## PROBLEM
In the listing below, every line with the word "their" needs to be copied.

++++ DATA

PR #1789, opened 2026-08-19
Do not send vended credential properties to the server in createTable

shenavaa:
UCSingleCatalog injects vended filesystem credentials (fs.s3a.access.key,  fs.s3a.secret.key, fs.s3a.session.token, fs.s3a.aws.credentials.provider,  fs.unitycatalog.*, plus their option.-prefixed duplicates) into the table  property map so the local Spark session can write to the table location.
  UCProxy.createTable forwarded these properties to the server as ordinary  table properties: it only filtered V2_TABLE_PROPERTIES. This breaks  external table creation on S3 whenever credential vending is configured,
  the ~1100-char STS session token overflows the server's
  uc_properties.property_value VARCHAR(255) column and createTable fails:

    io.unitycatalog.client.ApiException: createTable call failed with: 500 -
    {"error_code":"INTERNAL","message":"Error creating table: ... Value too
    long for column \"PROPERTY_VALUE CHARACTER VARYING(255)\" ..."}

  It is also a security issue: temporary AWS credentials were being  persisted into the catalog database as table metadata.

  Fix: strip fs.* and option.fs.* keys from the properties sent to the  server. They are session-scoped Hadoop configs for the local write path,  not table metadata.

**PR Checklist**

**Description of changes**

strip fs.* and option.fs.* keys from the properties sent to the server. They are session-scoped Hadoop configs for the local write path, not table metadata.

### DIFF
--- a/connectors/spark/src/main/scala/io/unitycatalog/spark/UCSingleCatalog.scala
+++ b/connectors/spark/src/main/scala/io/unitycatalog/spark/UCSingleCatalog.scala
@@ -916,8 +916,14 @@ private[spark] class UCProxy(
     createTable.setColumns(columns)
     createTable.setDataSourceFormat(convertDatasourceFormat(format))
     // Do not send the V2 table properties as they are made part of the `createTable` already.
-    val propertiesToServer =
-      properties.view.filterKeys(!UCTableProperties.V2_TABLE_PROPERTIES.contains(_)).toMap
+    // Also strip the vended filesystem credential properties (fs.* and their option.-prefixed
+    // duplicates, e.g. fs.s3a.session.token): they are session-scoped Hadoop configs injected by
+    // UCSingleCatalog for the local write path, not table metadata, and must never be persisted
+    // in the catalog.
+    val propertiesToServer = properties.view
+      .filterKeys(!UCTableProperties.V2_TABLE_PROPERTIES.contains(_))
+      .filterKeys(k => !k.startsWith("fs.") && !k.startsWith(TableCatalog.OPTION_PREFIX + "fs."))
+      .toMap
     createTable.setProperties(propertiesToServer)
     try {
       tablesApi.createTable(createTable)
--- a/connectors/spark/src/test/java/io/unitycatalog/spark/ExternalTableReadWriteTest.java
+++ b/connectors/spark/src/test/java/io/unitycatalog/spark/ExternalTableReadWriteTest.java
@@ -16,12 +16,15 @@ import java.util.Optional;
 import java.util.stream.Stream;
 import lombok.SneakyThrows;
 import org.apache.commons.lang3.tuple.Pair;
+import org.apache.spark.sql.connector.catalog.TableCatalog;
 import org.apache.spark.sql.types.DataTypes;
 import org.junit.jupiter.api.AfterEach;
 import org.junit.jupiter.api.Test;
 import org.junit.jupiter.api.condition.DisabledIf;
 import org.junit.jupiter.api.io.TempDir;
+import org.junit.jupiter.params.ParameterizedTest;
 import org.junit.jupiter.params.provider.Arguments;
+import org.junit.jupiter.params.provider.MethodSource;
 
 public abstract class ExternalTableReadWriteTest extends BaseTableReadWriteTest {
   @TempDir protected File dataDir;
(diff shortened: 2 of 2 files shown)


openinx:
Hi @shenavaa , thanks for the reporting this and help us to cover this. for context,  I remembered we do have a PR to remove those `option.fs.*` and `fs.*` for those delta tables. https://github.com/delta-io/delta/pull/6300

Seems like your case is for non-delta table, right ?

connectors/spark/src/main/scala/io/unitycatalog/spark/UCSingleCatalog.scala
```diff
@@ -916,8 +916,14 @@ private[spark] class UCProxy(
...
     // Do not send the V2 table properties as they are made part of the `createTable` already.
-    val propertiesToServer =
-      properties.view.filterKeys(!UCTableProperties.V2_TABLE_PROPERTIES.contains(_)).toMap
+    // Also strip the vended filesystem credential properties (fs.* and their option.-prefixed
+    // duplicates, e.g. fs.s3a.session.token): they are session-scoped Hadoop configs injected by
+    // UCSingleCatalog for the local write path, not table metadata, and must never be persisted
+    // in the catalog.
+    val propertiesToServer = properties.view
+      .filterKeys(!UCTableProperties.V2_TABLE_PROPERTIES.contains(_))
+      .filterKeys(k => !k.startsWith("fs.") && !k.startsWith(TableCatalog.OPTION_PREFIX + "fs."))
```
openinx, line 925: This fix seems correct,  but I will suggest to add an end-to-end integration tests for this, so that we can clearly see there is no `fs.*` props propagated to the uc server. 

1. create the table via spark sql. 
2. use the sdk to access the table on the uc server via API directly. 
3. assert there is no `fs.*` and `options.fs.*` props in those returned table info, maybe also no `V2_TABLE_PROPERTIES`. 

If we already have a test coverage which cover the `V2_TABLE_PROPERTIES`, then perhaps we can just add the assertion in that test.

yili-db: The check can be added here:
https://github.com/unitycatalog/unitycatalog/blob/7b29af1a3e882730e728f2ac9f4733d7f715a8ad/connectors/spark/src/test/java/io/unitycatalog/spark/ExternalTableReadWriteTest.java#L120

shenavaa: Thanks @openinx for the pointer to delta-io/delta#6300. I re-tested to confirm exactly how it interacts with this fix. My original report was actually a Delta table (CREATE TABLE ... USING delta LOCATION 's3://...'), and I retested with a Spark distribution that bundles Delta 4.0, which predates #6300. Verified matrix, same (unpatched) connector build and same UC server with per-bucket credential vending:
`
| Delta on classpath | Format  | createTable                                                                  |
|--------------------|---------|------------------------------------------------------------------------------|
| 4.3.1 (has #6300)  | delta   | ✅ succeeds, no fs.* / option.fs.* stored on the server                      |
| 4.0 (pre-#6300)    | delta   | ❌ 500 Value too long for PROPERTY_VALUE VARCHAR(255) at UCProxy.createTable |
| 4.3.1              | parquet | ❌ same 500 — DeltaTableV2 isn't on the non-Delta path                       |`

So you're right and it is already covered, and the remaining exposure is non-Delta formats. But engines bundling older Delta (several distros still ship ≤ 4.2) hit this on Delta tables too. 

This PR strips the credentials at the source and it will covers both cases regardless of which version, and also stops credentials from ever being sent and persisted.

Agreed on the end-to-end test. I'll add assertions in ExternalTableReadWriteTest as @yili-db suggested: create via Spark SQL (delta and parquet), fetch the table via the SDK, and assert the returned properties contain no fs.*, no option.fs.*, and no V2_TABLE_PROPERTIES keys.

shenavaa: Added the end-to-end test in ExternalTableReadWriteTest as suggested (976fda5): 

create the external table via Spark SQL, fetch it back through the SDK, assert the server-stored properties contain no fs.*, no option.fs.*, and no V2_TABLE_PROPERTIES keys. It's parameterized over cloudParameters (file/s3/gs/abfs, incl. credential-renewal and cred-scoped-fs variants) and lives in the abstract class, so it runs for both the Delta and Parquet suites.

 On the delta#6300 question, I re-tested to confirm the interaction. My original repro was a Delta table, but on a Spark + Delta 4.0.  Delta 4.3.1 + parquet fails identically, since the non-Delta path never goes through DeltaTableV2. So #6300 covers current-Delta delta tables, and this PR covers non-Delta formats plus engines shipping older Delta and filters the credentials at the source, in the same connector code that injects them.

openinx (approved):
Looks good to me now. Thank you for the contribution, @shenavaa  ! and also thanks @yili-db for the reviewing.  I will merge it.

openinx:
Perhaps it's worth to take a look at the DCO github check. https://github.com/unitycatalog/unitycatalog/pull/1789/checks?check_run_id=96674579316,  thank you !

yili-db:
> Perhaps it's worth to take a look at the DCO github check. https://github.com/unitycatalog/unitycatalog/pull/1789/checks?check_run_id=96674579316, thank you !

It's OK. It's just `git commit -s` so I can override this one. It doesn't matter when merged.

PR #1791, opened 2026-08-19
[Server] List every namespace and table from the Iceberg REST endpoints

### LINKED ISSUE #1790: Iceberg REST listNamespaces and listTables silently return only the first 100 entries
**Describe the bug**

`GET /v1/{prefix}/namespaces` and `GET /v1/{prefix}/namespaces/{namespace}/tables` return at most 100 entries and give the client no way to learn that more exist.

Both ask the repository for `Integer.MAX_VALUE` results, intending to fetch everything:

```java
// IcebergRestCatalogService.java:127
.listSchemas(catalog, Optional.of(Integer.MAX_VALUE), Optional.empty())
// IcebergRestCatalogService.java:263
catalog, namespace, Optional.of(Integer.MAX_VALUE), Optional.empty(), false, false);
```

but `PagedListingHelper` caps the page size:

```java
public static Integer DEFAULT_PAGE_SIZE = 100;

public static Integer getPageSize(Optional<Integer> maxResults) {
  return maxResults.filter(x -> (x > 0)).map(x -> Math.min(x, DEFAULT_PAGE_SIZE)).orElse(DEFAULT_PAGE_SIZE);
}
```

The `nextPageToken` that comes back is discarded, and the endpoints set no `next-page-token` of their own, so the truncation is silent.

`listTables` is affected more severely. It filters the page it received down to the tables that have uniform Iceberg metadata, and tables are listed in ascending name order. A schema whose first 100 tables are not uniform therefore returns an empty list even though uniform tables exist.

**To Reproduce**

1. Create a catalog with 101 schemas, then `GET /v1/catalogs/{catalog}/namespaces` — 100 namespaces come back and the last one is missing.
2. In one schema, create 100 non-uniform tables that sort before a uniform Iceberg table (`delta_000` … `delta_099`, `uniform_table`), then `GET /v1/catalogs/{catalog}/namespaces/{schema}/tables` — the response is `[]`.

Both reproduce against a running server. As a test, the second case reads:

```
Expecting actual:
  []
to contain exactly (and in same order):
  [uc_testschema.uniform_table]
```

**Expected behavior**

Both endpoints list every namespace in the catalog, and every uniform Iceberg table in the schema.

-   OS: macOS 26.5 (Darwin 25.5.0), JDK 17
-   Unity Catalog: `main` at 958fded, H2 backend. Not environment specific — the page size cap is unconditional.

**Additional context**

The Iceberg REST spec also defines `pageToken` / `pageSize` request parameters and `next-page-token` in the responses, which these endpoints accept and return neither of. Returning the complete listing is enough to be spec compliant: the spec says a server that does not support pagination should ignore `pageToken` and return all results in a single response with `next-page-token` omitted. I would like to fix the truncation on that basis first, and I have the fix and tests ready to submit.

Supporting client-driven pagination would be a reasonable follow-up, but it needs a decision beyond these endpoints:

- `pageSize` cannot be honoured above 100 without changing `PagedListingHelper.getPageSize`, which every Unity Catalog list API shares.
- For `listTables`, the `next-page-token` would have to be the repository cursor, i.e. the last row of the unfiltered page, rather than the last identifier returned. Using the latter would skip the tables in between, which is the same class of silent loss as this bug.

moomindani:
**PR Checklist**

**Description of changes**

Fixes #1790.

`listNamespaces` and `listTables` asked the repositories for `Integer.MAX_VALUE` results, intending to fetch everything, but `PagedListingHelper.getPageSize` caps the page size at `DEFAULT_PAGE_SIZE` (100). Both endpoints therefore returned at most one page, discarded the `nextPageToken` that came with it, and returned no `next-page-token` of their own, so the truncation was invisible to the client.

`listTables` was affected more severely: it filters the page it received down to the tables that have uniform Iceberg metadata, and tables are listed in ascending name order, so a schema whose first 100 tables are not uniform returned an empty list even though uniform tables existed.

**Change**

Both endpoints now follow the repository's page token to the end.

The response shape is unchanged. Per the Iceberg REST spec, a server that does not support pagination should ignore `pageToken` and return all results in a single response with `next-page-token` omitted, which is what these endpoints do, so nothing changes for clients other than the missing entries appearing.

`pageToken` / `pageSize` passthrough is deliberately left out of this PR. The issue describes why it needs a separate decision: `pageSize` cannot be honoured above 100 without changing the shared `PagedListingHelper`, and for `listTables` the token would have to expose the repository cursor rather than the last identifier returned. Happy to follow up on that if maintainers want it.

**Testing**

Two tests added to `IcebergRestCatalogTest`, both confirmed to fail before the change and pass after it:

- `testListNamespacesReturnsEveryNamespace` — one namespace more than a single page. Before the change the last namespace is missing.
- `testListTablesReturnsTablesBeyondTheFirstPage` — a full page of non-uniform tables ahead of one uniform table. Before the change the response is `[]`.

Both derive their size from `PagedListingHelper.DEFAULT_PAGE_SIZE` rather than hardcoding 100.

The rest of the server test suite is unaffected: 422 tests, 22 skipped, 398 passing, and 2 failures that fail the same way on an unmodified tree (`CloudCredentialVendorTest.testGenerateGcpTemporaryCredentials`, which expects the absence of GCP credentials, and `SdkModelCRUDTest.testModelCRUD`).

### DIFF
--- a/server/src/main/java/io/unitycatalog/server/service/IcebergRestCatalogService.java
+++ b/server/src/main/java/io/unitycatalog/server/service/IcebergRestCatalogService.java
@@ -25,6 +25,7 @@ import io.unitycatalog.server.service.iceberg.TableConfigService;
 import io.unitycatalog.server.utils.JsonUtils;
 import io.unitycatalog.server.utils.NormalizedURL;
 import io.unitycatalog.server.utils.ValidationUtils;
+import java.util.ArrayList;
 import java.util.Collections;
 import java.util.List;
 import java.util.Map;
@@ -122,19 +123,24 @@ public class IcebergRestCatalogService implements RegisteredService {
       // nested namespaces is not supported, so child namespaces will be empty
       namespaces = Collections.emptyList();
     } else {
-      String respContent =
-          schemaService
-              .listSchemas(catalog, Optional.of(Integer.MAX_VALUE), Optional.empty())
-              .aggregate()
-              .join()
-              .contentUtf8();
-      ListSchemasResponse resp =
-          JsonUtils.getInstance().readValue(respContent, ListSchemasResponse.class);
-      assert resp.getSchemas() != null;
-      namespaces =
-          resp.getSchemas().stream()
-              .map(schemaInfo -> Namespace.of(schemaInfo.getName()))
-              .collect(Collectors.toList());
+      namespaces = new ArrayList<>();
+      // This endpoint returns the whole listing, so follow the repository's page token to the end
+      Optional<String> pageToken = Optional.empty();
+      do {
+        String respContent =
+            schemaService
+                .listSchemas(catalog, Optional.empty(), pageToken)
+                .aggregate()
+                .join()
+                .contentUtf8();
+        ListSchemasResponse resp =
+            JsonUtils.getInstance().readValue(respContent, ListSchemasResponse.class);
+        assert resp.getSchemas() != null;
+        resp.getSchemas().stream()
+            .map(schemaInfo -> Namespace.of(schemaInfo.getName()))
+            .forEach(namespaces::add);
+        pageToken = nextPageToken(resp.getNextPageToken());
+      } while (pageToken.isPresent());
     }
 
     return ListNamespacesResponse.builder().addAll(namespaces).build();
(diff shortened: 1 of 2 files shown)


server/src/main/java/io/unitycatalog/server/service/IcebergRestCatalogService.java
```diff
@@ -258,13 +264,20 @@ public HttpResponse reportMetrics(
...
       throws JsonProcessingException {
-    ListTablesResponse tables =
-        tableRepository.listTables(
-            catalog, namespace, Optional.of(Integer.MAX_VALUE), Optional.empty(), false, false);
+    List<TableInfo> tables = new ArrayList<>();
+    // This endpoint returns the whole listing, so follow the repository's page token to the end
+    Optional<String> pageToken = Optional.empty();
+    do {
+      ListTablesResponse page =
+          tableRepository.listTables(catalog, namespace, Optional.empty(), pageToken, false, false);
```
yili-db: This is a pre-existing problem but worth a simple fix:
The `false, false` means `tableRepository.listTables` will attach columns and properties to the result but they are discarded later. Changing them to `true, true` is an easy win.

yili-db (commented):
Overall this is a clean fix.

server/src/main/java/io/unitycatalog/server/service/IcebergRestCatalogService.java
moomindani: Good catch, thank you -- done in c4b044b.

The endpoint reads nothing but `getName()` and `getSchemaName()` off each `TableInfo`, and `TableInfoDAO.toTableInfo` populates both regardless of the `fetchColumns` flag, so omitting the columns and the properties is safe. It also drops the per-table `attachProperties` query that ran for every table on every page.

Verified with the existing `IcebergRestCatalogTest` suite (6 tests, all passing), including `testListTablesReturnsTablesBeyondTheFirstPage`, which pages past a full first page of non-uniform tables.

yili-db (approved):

++++++++
++++ DATA

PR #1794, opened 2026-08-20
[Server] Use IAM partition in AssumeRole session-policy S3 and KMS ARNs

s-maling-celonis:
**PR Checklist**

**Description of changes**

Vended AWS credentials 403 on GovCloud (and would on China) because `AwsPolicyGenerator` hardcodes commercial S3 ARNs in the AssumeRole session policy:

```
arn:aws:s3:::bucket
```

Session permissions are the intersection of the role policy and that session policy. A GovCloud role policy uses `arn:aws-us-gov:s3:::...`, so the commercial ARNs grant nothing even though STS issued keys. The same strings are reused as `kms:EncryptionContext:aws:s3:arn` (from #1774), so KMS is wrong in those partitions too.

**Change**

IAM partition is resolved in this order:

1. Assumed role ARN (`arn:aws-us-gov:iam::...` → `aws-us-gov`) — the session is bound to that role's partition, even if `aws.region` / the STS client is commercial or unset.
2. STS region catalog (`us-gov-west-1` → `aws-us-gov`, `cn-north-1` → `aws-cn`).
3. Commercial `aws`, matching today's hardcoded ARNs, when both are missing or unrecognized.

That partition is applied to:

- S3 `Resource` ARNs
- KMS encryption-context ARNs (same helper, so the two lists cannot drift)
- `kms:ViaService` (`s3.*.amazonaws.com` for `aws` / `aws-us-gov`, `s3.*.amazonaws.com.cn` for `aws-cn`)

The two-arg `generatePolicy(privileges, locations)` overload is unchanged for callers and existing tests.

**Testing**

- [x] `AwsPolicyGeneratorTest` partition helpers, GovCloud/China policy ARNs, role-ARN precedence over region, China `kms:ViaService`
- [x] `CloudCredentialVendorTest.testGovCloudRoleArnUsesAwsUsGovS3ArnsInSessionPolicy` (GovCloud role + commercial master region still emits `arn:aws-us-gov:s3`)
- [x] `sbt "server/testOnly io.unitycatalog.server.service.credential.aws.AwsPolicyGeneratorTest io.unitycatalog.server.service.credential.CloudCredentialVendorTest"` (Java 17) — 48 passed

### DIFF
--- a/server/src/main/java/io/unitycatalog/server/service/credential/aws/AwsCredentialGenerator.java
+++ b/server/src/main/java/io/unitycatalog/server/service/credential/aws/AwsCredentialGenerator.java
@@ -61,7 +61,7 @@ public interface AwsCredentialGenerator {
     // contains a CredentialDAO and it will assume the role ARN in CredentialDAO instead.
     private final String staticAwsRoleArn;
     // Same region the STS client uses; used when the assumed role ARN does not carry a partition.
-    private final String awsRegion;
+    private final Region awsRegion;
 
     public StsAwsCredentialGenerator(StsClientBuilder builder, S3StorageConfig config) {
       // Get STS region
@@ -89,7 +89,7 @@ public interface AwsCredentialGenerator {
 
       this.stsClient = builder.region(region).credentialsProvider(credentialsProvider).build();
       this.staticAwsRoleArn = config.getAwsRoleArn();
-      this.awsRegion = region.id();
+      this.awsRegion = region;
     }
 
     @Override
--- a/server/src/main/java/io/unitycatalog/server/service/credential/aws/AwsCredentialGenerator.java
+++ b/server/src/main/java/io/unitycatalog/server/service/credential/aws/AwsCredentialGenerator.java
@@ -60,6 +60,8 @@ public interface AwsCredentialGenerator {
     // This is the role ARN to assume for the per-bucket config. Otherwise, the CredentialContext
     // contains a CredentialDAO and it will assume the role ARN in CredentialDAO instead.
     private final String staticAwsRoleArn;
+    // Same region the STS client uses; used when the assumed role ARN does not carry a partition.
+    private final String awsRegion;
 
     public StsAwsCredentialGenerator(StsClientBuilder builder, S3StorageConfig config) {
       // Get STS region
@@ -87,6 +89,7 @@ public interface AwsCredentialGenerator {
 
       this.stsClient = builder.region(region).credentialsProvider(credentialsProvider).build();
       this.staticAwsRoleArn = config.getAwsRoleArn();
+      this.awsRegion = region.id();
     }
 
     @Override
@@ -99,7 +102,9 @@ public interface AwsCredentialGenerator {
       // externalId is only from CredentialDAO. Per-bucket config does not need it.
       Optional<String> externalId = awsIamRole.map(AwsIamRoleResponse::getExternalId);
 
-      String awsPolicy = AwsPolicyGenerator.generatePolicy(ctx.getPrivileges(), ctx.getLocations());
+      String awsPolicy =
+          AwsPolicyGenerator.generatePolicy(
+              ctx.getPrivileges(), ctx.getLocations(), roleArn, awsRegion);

++++++++

## FINISHED TASK
UCSingleCatalog injects vended filesystem credentials (fs.s3a.access.key,  fs.s3a.secret.key, fs.s3a.session.token, fs.s3a.aws.credentials.provider,  fs.unitycatalog.*, plus their option.-prefixed duplicates) into the table  property map so the local Spark session can write to the table location.
+    // Also strip the vended filesystem credential properties (fs.* and their option.-prefixed
+    // Also strip the vended filesystem credential properties (fs.* and their option.-prefixed
The `nextPageToken` that comes back is discarded, and the endpoints set no `next-page-token` of their own, so the truncation is silent.
`listNamespaces` and `listTables` asked the repositories for `Integer.MAX_VALUE` results, intending to fetch everything, but `PagedListingHelper.getPageSize` caps the page size at `DEFAULT_PAGE_SIZE` (100). Both endpoints therefore returned at most one page, discarded the `nextPageToken` that came with it, and returned no `next-page-token` of their own, so the truncation was invisible to the client.
Both derive their size from `PagedListingHelper.DEFAULT_PAGE_SIZE` rather than hardcoding 100.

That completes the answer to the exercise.